There are two sides to greening the economy: investing in new renewable energy projects or cleaner transportation infrastructure like high-speed rail; and improving energy efficiency in order to better conserve heat and electricity. We saw an example of each of these types of green jobs in this week’s episode. At Laramie County Community College in Wyoming, students are learning how to operate and maintain the wind turbines that are popping up across the West.

Meanwhile, at Sinclair Community College, students are working with local affordable housing groups to conduct green energy audits and weatherize homes. And both of these types of jobs need to be done here, in America; they can’t be sent overseas.

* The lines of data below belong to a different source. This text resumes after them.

PR #3867, opened 2024-09-07
Renamed variable and fixed comments referring to renamed FileDescriptor

### LINKED ISSUE #3808: Rename ``file_descriptor`` to ``file_description_ref``
After #3712  renamed previous ``FileDescriptor`` to ``FileDescriptionRef``, several variables still use the old name ``file_descriptor`` and should be updated to ``file_description_ref`` to avoid confusion. This is a simple cleanup task, but I am currently focused on other work, so I am just opening this issue for anyone who might be interested in helping.

DeSevilla:
Fixes #3808, does not change any functionality

### DIFF
--- a/src/shims/unix/fd.rs
+++ b/src/shims/unix/fd.rs
@@ -21,7 +21,7 @@ pub(crate) enum FlockOp {
     Unlock,
 }
 
-/// Represents an open file descriptor.
+/// Represents an open file description.
 pub trait FileDescription: std::fmt::Debug + Any {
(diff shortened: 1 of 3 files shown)


RalfJung:
Thanks! I did a bunch more renaming to hopefully make things more consistent wrt file description vs file descriptor: the latter (of type `i32`) are now called `fd_num`. We should only use them in the outer layers of the shims anyway, internally in Miri everything should be file descriptions.

@bors r+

The hope is that last year’s unprecedented federal investment in basic scientific research will seed a new green manufacturing sector, building advanced batteries and solar cells. That will mean new green jobs for laid-off manufacturing workers, but first they’ll be need to be retrained. And ATE programs at community colleges across the country will be on the front lines of that training.

Click here to read about some of the green job titles expected to see the biggest growth in the coming years.

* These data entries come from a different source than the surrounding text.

PR #3871, opened 2024-09-09
detect when pthread_rwlock_t is moved

Mandragorian:
For some implementations of pthreads, the address of pthread_rwlock_t (or its fields) is used to identify the lock. That means that if the contents of a pthread_rwlock_t are moved in memory, effectively a new lock object is created, which is completely independted from the original. Thus we want to detect when when such objects are moved and show an error.

see also #3749 for more context


RalfJung:
Looks good, thanks. :)
@bors r+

ATETV Episode 20: It’s All about Jobs

Monday, February 1st, 2010

ATETV hits a milestone with its 20th episode this week, and we’re marking the occasion by focusing on the issue of jobs and the needs of our workforce. In particular, this week we look at how ATE programs are training students for work in the new green economy, and to meet the high demand for technicians in many fields.

First, we head out to Laramie County Community College in Cheyenne, Wyoming, where Jonathan Terry is studying to be a wind turbine technician. Jonathan actually has a bachelor’s degree in international business, but he went back to school because he saw that wind energy is a growing industry.

Jonathan’s story illustrates a larger issue we cover in our second segment this week: the need for skilled technicians in many industries, from green tech to lab work. “The ability for the two-year community colleges to deliver these workers as quickly as they can, this is an area that has become critical to the United States economic position in the world,” says Ellen Bemben of the Regional Technology Corporation.

Finally, we take a look at one specific type of green job that’s in high demand. Sinclair Community College is partnering with affordable housing groups to conduct energy audits and weatherize homes. “It creates an awareness about what can be gained from energy efficiency,” says Sinclair’s Bob Gilbert. “And the possibilities for our students in the job market just keeps increasing and increasing.”

As the country continues to focus on creating more opportunities for the future, students should look into community colleges as a fast, cost-effective way to prepare for secure, in-demand careers.